If she is tied to avant-garde circles, it is because she has steadily built collaborative relationships with respected innovators like the late Alexander McQueen, Nick Knight, Terence Koh, Terry Richardson, Hedi Slimane, Noritaka Tatehana, and Philip Treacy. Second, given the absence of great causes to mobilize and sustain the energies of youth, it is not hard to see why fans use her image to channel their creative interests or hopes for an enduring, meaningful icon. Gaga, in turn, willfully accepts her role as “Mother Monster” to “the nerds, the disenfranchised, + the insecure”, as she described them in a recent tweet. Lastly, as if it needed to be said yet again, all cultural production is to some extent derivative. To invoke the economist Joseph Schumpeter, innovation is recombination. Artists, performers, writers, and even academics engage in a constant process of creative bricolage whereby they use their talents and skills to react and give new shape to extant tropes and timeless motifs.
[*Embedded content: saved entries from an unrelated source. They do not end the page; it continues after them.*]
PR #968, opened 2022-07-28
Airflow cat metis ingest dies

coleshaw:
Testing this in production ... set the sub-process buffersize to default, instead of unbuffered. Seems to prevent stuck streams (?). Will keep monitoring.


corps:
Yup!  That makes sense, I did see the buffsize=0 but didn't mention anything before.

Terminology is confusing, but streaming data using a *fixed size* buffer is good practice for performance and preventing deadlocks.  that is different from *buffering* the full contents of a response (which is antithetical to streaming).

corps:
Also, *unbuffered* generally refers to *blocking* consumer / producer pipes.

IE:  If I write X data, my program stops until the receiver reads that X data, so that the memory of X data is never 'sitting around'.  It's either in the receiver or the sender end.

This can lead to the deadlock case if the reader and writer cannot independently block.  I imagine that could be a problem in Python.

coleshaw:
Oooohhh, I thought unbuffered would be like a pure stream — wonderful! Ha, didn’t realize it would be blocking.

corps:
It is a pure stream -- but in that there is _no intermediate buffer_ between reads and writes.  If you can't buffer a write, for instance, then only an equal read can unblock the write (otherwise the written data disappears, right?).

I always think of it in terms of shipping.  Two ports connected via freight boats ship things back and forth.  "Unbuffered" would mean that there is no shipyard -- trucks load and unload directly from the boats.  This is fine so long as there is perfect equilibrum on the rate of incoming goods to be shipped, and arrival of ships to do the shipping.  But once there are trucks arrive with goods and no ships to take them, the trucks either turn around and fail to ship, or they block awaiting a new ship.  In the buffered world, the trucks can drop their goods off in a shipyard (up to some fixed size), allowing a batch of boats to arrive on their own time.

Amoratized over time, the rate of transfer of boats is relatively fixed (which is why the fixed buffer is ok), but given a storm or an acute set back, there will be temporary imbalances.  Buffers, fix that, by providing my shipyard to store goods awaiting transfer.

This also works on the OTHER side, the read side.  If ships arrive with goods but there are no trucks, the ships must either wait for a truck (blocking), give up their goods (loss-y), or store it temporarily in the shipyard (buffer) if possible.

corps:
In other words, although "data" is ephemeral to us as humans, it is actually very real, very physical, and must always "exist somewhere".  Buffers are, well, a place for "data to exist" between the hand off of a write and a read.

coleshaw:
:thinking:

coleshaw:
Hm...can you give a concrete example of when you might be able to achieve data equilibrium without buffering (i.e. no shipyard)? Would you have to control both sides of the pipe?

The arguments about Gaga’s alleged appropriations of past imagery are perhaps the sloppiest when related to Madonna, who clearly pursued and performed a very different model of stardom. If the Material Girl–postmodernity’s paramount pop icon–dealt in the display or confession of truth, Gaga’s hypermodern gospel of liberation hints at the irrelevance of truth or, rather, the creation of one’s own truth, a performance that is relentlessly enacted until some version of it becomes true. Like Andy Warhol, Gaga’s work is part of a conscious project of building fame and a truly memorable persona, “the lie which we kill to make true” throughout the long process of achieving the future we imagine for ourselves. Just as Warhol’s Factory collaborators called themselves “Superstars” even as they struggled to break out of underground art circles, Gaga’s first album was at once her desired end and the means to that end: The Fame.